Just curious to see what types of impact weapons everybody carries/uses. Note: I'm not interested in things you may train with at the studio (bo-staffs, sticks, etc.), I want to see what you actually carry on a daily basis whether it's job-related or just for personal protection.
Why do you carry the tool? What do you like about it? Dislike?

Show me what y'all got...I love gear-porn 

Here are the ones that I carry or have carried at various times.
Clockwise from left:

-21" ASP Collapsable baton--Great tool, very versatile. The downside is that it's heavy.
-9" 14 oz. Blackjack, manufacturer unknown--absolutely wicked, hit someone with this and it's over. Unfortunately, awkward and heavy to carry.
-8" 10 oz. "Van De Camp" flat-sap, made by Todd Foster--Much easier to carry than the 'jack or baton, still hits hard. Good retention due to strap, designed to hit with the edge rather than the flat in order to focus more energy at the point of contact. Downsides? haven't found one yet.
-Worden "Travel-Wrench" impact karambit--very versatile, doesn't look like a weapon to most people, good retention due to the ring. Downside-it's a little weird to carry due to the shape
-5 1/2" Kubaton, aluminium--one of my favorites...easy to carry, very effective and a variety of objects can perform the same role (flashlight, marker, etc.) Downside? limited range
-Keating "Stinger"--vicious little devil  can be attached to keys and carried in hand, focuses a tremendous amount of force on the target, easy to hide. downside-you're limited to punching range.


----------



## megat (Jun 10, 2007)

woaaa what an arsenal u have there, i usually just rely on my belt or screwdriver. the long kind. nasty for thrusting.


----------



## tellner (Jun 10, 2007)

The Great Toad Hoard has quite a number, but I don't generally carry around museum pieces on a daily basis. The ones I actually take when leaving the house depend on a lot of things but include bookweights, flat saps, palm saps, a cane-length knobkerrie, a belt with a truly fearsome buckle, weighted scarves and a cane carved out of a pick handle.


----------



## MaartenSFS (Jun 10, 2007)

I will swear by the baton. I just almost used it again last night. I had my hand around it in my pocket, ready to draw, but the situation de-escalated by itself and it wasn't necessary. Just knowing it was there was a major confidence booster. The others I dislike because of range - especially the Kubaton. And the knife also because it is difficult to use without killing or creating irriversable damage.


----------



## Drac (Jun 10, 2007)

I carry and teach the Monodnock Auto Lock baton, far superior to Asp..I carry a Kubotan but never brandish it, its more of a painful surprise..I also carry one of the canes from CaneMasters..I have the privledge of attending a quite class taught by GM Mark Shuey Sr the founder...


----------



## Dave Leverich (Jun 10, 2007)

Pretty much just hands and feet, although I have a 6" kubaton I made from rattan as a keychain.


----------



## Grenadier (Jun 10, 2007)

Metal kubotan on the keychain.  Even though I'll use my Spyderco Police knife before it, sometimes, you need a hard, blunt tool, when edged weapons aren't idea.  

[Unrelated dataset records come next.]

Issue #1404, opened 2025-05-23
Enhance graphql manga query


schroda:
### Describe your suggested feature

It should be possible to filter manga for
- [ ] source name/display name
- chapters
  - [ ] downloaded
  - [ ] unread
  - [ ] read
  - [ ]  bookmarked
  - [ ] duplicated
- [ ] has missing chapters
- tracking
  - [ ] is tracked
  - [ ] is tracked by
  
  
and sort by
- chapters
  - [ ] unread
  - [ ] total
  - [ ] recently read
  - [ ] latest fetched
  - [ ] latest uploaded

required to be able to perform the library filterting and sorting completly on the server (https://github.com/Suwayomi/Suwayomi-WebUI/issues/952)

### Acknowledgements

- [x] I have searched the existing issues and this is a new ticket, **NOT** a duplicate or related to another open or closed issue.
- [x] I have written a short but informative title (ideally less than ~100 characters).
- [x] I have updated to the **[latest version](https://github.com/suwayomi/suwayomi-server/releases/latest)**.
- [x] I have filled out all of the requested information in this form, including specific version numbers.

Robonau:
some extra stuff VUI does:
- filter
  - [ ] tracker status
- sort
  - [ ] alphabetical Artist
  - [ ] alphabetical Author
  - [ ] random (maybe with seed?)

note: latest fetched is already sort-able its LAST_FETCHED_AT in gql

PR #1719, opened 2025-10-13
Add chapter stats to MangaTable with GraphQL sort/filter support

everpcpc:
## Summary

- Add chaptersLastReadAt, chaptersLastUploadDate, chaptersUnreadCount, chaptersTotalCount to MangaTable
- Support sorting and filtering these fields in GraphQL MangaQuery
- Auto-update stats when chapters are fetched or modified
- Add database migration M0053_AddMangaChapterStatsColumns

## Related

- part of: https://github.com/Suwayomi/Suwayomi-Server/issues/1404


Syer10:
This should be done using joins and other database queries. It shouldn't be done by adding the columns to the manga table directly

everpcpc:
Sorting with join queries can be very complex, especially for operations like count. The query efficiency will be very low and may greatly impact performance.

Robonau:
write both
test the speed difference 
and post findings

if the performance difference is substantial enough syer may change his mind

Syer10:
Some test code I wrote a while ago to provide an example for the join kind of implementation.

https://github.com/Syer10/Tachidesk/commit/a88ebfbe9f24b8fd07003aca41a47740ed98dedd


And for asCursor I won't mind if there are `@GraphqlIgnore` fields in the MangaType to handle it.

PR #1731, opened 2025-10-22
OPDS: Offer CBZ in older mimetype

cpiber:
- Offer CBZ in older mimetype  
  Perhaps a cleaner implementation would be to offer both mimetypes, but that would probably show the button twice for newer clients? I'd assume that all clients support the older mimetype
- Include length when offering CBZ download
- Disable compression on CBZ endpoint

### DIFF
--- a/server/src/main/kotlin/suwayomi/tachidesk/opds/impl/OpdsEntryBuilder.kt
+++ b/server/src/main/kotlin/suwayomi/tachidesk/opds/impl/OpdsEntryBuilder.kt
@@ -358,7 +358,7 @@ object OpdsEntryBuilder {
                     "/api/v1/chapter/${chapter.id}/download?markAsRead=${serverConfig.opdsMarkAsReadOnDownload.value}",
                     serverConfig.opdsCbzMimetype.value.mediaType,
                     MR.strings.opds_linktitle_download_cbz.localized(locale),
-                    length = cbzFileSize!!,
+                    length = cbzFileSize,
                 ),
             )
         }
--- a/server/src/main/kotlin/suwayomi/tachidesk/opds/impl/OpdsEntryBuilder.kt
+++ b/server/src/main/kotlin/suwayomi/tachidesk/opds/impl/OpdsEntryBuilder.kt
@@ -356,7 +356,7 @@ object OpdsEntryBuilder {
                 OpdsLinkXml(
                     OpdsConstants.LINK_REL_ACQUISITION_OPEN_ACCESS,
                     "/api/v1/chapter/${chapter.id}/download?markAsRead=${serverConfig.opdsMarkAsReadOnDownload.value}",
-                    OpdsConstants.TYPE_CBZ,
+                    serverConfig.opdsCbzMimetype.value.mediaType,
                     MR.strings.opds_linktitle_download_cbz.localized(locale),
                     length = cbzFileSize!!,
                 ),
--- a/server/src/main/kotlin/suwayomi/tachidesk/opds/impl/OpdsEntryBuilder.kt
+++ b/server/src/main/kotlin/suwayomi/tachidesk/opds/impl/OpdsEntryBuilder.kt
@@ -336,6 +336,14 @@ object OpdsEntryBuilder {
             }
 
         val entryTitle = "$titlePrefix ${chapter.name}"
+        val cbzFileSize =
+            if (chapter.downloaded) {
+                withContext(Dispatchers.IO) {
+                    runCatching { ChapterDownloadHelper.getArchiveStreamWithSize(manga.id, chapter.id).second }.getOrNull()
+                }
+            } else {
+                null
+            }
 
         val links = mutableListOf<OpdsLinkXml>()
         chapter.url?.let {
@@ -350,6 +358,7 @@ object OpdsEntryBuilder {
                     "/api/v1/chapter/${chapter.id}/download?markAsRead=${serverConfig.opdsMarkAsReadOnDownload.value}",
                     OpdsConstants.TYPE_CBZ,
                     MR.strings.opds_linktitle_download_cbz.localized(locale),
+                    length = cbzFileSize!!,
                 ),
             )
         }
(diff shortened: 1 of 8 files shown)


Syer10:
@zeedif could you take a look at this?

zeedif:
@cpiber, thank you for looking into compatibility. I've been reviewing the changes, and it seems there might be a small mix-up between the CBZ and CBR formats.

*   **CBZ** files are ZIP archives, and their MIME type is `application/vnd.comicbook+zip` (modern) or `application/x-cbz` (legacy).
*   **CBR** files are RAR archives, and their MIME type is `application/vnd.comicbook-rar` (modern) or `application/x-cbr` (legacy).

This PR changes the MIME type for CBZ downloads to `application/x-cbr`, which incorrectly tells clients that the file is a RAR archive when it's actually a ZIP. This will likely cause issues for readers that determine the file type based on the mimetype instead of the extension.

I understand the underlying problem is that some older readers only recognize the `x-` types while newer ones only recognize the `vnd.` types. As far as I know, the `x-` types are deprecated, and the ones starting with `vnd.` (like `application/vnd.comicbook+zip`) are the ones officially registered by IANA. You can check the official registry on the IANA site:
- `vnd.comicbook+zip` for CBZ: [https://www.iana.org/assignments/media-types/application/vnd.comicbook+zip](https://www.iana.org/assignments/media-types/application/vnd.comicbook+zip)
- `vnd.comicbook-rar` for CBR: [https://www.iana.org/assignments/media-types/application/vnd.comicbook-rar](https://www.iana.org/assignments/media-types/application/vnd.comicbook-rar)

So, instead of trying to support non-standard configurations, the ideal path forward would be for clients to update to the modern standard. I'll leave the final decision on whether to support this for legacy compatibility to the maintainers.

cpiber:
According to sources I found, `application/x-cbr` is the mimetype for any comic book archive (e.g. https://mime.wcode.net/cbz), while `application/x-cbz` is specifically for cbz. Thus, I used the former for increased compatibility.

And you are right, the x- are deprecated, but some older software refuses downloads since it does not know the new ones.
We may also introduce a setting to allow the user to switch the mimetypes (boolean for modern or compatibility).

zeedif:
A configurable setting for backward compatibility sounds like a good idea.

That said, I’m still skeptical about using `application/x-cbr` for CBZ files. That site doesn't seem to be an official reference like the IANA registry, and technically, `x-cbr` implies a RAR archive, not a ZIP. I can't test this on older devices myself, as my Kobo and Kindle handle the standard MIME types without any issues.

Instead of a boolean for `modern/legacy`, what do you think about using an enum? We could offer choices like:

*   `application/vnd.comicbook+zip`
*   `application/x-cbz`
*   `application/x-cbr`

That said, I have no issues with including the `length` attribute on the acquisition link or disabling HTTP compression.

Even though OPDS 1.2 doesn't explicitly mention the `length` attribute, it inherits it from the Atom specification ([RFC 4287, section 4.2.7.6](https://datatracker.ietf.org/doc/html/rfc4287#section-4.2.7.6)):

> The "length" attribute indicates an advisory length of the linked content in octets; it is a hint about the content length of the representation returned when the IRI in the href attribute is mapped to a URI and dereferenced. Note that the length attribute does not override the actual content length of the representation as reported by the underlying protocol. Link elements MAY have a length attribute.

This could allow some clients to show the file size to the user before starting a download, although that depends on the reader.

Disabling HTTP compression for the CBZ endpoint also makes sense to me. I doubt the GZIP compression layer provides any benefit and likely just wastes CPU, but I'm not sure if it would have any impact on clients. So, it would just be a matter of fixing the MIME type issue.

cpiber:
> Even though OPDS 1.2 doesn't explicitly mention the length attribute, it inherits it from the Atom specification ([RFC 4287, section 4.2.7.6](https://datatracker.ietf.org/doc/html/rfc4287#section-4.2.7.6))

Honstely, I added it because Calibre adds it, and it seemed like it might help.

> Disabling HTTP compression for the CBZ endpoint also makes sense to me. I doubt the GZIP compression layer provides any benefit and likely just wastes CPU, but I'm not sure if it would have any impact on clients.

Also, compression implies a different `Content-Length`, which we manually set to the size of the offered file. I think that's why my reader (KyBook) just closed the connection during download, it probably didn't expect any more data due to an incorrect length header (implying that gzip compression made the file bigger).

zeedif:
If disabling compression fixes the issue, that’s great. Personally, I don’t really take Calibre as a reference since it often does things outside the EPUB standard (like using non-standard metadata attributes instead of documented alternatives for series, series index, rating, etc.) or OPDS (for example, paginating feeds with OpenSearch instead of using feed-level links: first, last, next, and previous). But at least the *length* part is implicitly covered in the documentation.

Syer10:
I'm confused, does `KyBook` not recognize `LEGACY`(`application/x-cbz`)? Why are we offering the Cbz as both a zip and rar even though its a zip.

cpiber:
It does, I just didn't learn of that mimetype initially. According to several sources, `application/x-cbr` is valid for any comic book archive (.cbz, .cbr, .cba, .cbt, .cb7), so I've left it in case there are other readers that don't like `application/x-cbz`

Syer10 (approved):

Syer10:
I see. I guess we can leave it then.

server/src/main/kotlin/suwayomi/tachidesk/opds/impl/OpdsEntryBuilder.kt
```diff
@@ -348,8 +356,9 @@ object OpdsEntryBuilder {
                 OpdsLinkXml(
                     OpdsConstants.LINK_REL_ACQUISITION_OPEN_ACCESS,
                     "/api/v1/chapter/${chapter.id}/download?markAsRead=${serverConfig.opdsMarkAsReadOnDownload.value}",
-                    OpdsConstants.TYPE_CBZ,
+                    serverConfig.opdsCbzMimetype.value.mediaType,
                     MR.strings.opds_linktitle_download_cbz.localized(locale),
+                    length = cbzFileSize!!,
```
Syer10: We probably don't need to enforce non-null here.
```suggestion
                    length = cbzFileSize,
```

While in my car, though, that's a different story.  I have a 5 D-cell Maglite flashlight (loaded up with 5 D-cell Energizer batteries), just in case if I need to change a tire at night time, and a Brazilian Cherry (Jatoba) Hanbo that I keep in there in case if someone needs a makeshift tourniquet.


----------



## Drac (Jun 10, 2007)

Grenadier said:


> and a Brazilian Cherry (Jatoba) Hanbo that I keep in there in case if someone needs a makeshift tourniquet


 
RIGHT!!!!!!!!!!!!!!!


----------



## Bill Bednarick (Jun 11, 2007)

I have a few pieces that I have carried at various times in the past and still keep close.

Worden Travel Wrench -- One in the visor of the car, and one in the gear bag for training. I like it and train with it often.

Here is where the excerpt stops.